Agitation, insomnia, sweating, and a racing heart tend to peak here. This window also carries the (rare) seizure risk after abrupt high-dose cessation.
Most symptoms settle within two weeks. A subset report lingering anxiety and insomnia for several more weeks after long-term use.
Common symptoms
- Anxiety and agitation
- Insomnia
- Sweating
- Nausea and stomach upset
- Restlessness
- Rapid heartbeat
Less common
- Tremor
- Headache
- Confusion
- Light and sound sensitivity
- Diarrhea
Notable / pattern-defining symptoms
Seizures - rare but reported with abrupt cessation of high doses, including in people without epilepsy. This is the central safety reason gabapentin must be tapered rather than stopped.
Tapering guidance
- Reduce gradually - a common schedule is 300 mg every 1-2 weeks, slower for high total doses or a history of difficult tapers.
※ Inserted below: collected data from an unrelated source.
Issue #87, opened 2018-11-13
Generate and config Generic work type


zhang4952:
### Descriptive summary

We need to generate files for `Generic` work type for OD2 using a rake task command provided by Hyrax, and customize the generated files based on OD2 MAP (https://docs.google.com/spreadsheets/d/16xBFjmeSsaN0xQrbOpQ_jIOeFZk3ZM9kmB8CU3IhP2c/edit#gid=0)
- actor
- controller
- indexer
- forms
- presenters
- models
- views
- config
- spec

### Expected behavior

Create the files of `Generic` work type should be straightforward. The customization/configuration of created files could require quite some efforts. 

### Related work

OD2 MAP: https://docs.google.com/spreadsheets/d/16xBFjmeSsaN0xQrbOpQ_jIOeFZk3ZM9kmB8CU3IhP2c/edit#gid=0

Link to related tickets or prior related work here.
#21 
#27 

### Steps

- [x] Generate files with Hyrax rake task

- [x] Check the completeness of MAP with `Generic`

- [x] Configure `Generic` files with metadata fields

luisgreg99:
@zhang4952 It looks like the first step (rake task to generate default files such as model, controller, actors) for both Generic and Image models has been covered by https://github.com/OregonDigital/OD2/pull/67 I think we can built up on those files to extend or customize the metadata.

zhang4952:
#103

revgum:
Has this been completed @zhang4952 @straleyb

zhang4952:
I think it has been merged and in `QA` status now.

wickr:
Addressed by #129 and partly #153

wickr:
QA Issues from #129 

- [ ] :license in Generic metadata twice - Remove  property :license, predicate: ::RDF::Vocab::CC.License
- [ ] :source in Generic metadata twice - Remove 1st occurrence
- [ ] :has_part in Generic metadata twice - Remove 2nd occurrence (with :facetable)
- [ ] :has_part in PROPERTIES twice
- [ ] SpecimenType can use '_' in property name
- [ ] :identification_verification_status in PROPERTIES twice
- [ ] capitalized 'O' in predicate: property :identification_verification_status, predicate: ::RDF::Vocab::DWC.identificationVerificatiOnStatus
- [ ] :creator not in PROPERTIES
- [ ] :contributor not in PROPERTIES
- [ ] :description not in PROPERTIES
- [ ] :rights_statement not in PROPERTIES
[...]

PR #216, opened 2018-12-12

- Never stop high-dose gabapentin abruptly because of the seizure risk.
- Always coordinate the taper with the prescribing physician.
Where ketamine therapy fits
Ketamine therapy does not treat gabapentin withdrawal. Where it can be relevant is the anxiety or depression that gabapentin may have been masking, which can surface during a taper. Because both gabapentin and ketamine can be sedating, timing and coordination with the prescribing physician matter - this is a conversation, not a substitution.
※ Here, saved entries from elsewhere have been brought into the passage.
PR #221, opened 2018-12-17
oEmbed error email notifications

### LINKED ISSUE #77: Error handling for oEmbed viewers

CGillen:
Creates new Hyrax notifications for depositor when a new error is added.

@wickr The original ticket states it should be emails. Are we expecting depositors to rarely come back to OD unless they get an external ping? If so, I should expand this to use ActionMailer.

fixes #77


wickr:
@CGillen I think Hyrax notifications are good but not sufficient on their own, and an email is the overall best way to let the depositor know something is wrong. Some depositors may return regularly, but others won't. 

Hyrax has some infrastructure for emails, particularly around workflow updates, and we customized this some with ScholarsArchive@OSU. Maybe @gum @straleyb (also @luisgreg99 but he's away for a couple weeks) have some more thoughts on how to integrate emails with what's already there.

CGillen:
It looks like ScholarsArchive reconfigured mailboxer to send emails w/ Hyrax notifications. Should we do the same for OD2? That would solve the issue here and send more emails for other notifications. I'm betting workflows sends notifications too, so that would solve sending emails for workflow changes.

@vantuyls Is this a PMOP/stakeholders discussion?

CGillen:
Opened #230 to determine if notifications is sufficient here or if we need to build out more robust email infrastructure or make this a one-off email notification (not Hyraxy)

app/models/oembed_error.rb
```diff
@@ -27,6 +28,13 @@ def add_error(error)
...
   def unique_errors
     oembed_errors.map!(&:to_s).uniq!
-    touch if persisted?
+  end
+
+  def alert_depositor
+    # Only alert user if new errors are added
+    return unless saved_change_to_oembed_errors?
+
+    user = User.find_by_user_key(Generic.find(document_id).depositor)
```
revgum: It might be better, here, to query Fedora directly:
`user = User.find_by_user_key(Generic.find(document_id).depositor)`
to 
`user = User.find_by_user_key(ActiveFedora::Base.find(document_id).depositor)`

Issue #190, opened 2018-12-07
Make list of supported oEmbed external sources


wickr:
### Descriptive summary

We should make a list of supported oEmbed sources that we can confirm will work in the system.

Frequently asked questions
How long does gabapentin withdrawal last?
Acute symptoms usually peak in the first 2-5 days and resolve within 1-2 weeks. After long-term, high-dose use, anxiety and insomnia can linger several weeks longer.
Can I stop gabapentin cold turkey?
No, especially at higher doses. Abrupt cessation can trigger anxiety, insomnia, sweating, and - rarely - seizures, even in people without epilepsy. Taper under physician supervision.
Is gabapentin compatible with ketamine therapy?
Usually, but both can be sedating, so timing and dosing should be coordinated with your prescriber. There is no required washout; the main consideration is additive drowsiness.
Important: This page is informational and does not constitute medical advice or a recommendation to start, stop, or change any medication. Tapering psychiatric medications should always be coordinated with the prescribing physician. Compounded ketamine for anxiety, depression, PTSD, and chronic pain is not FDA approved.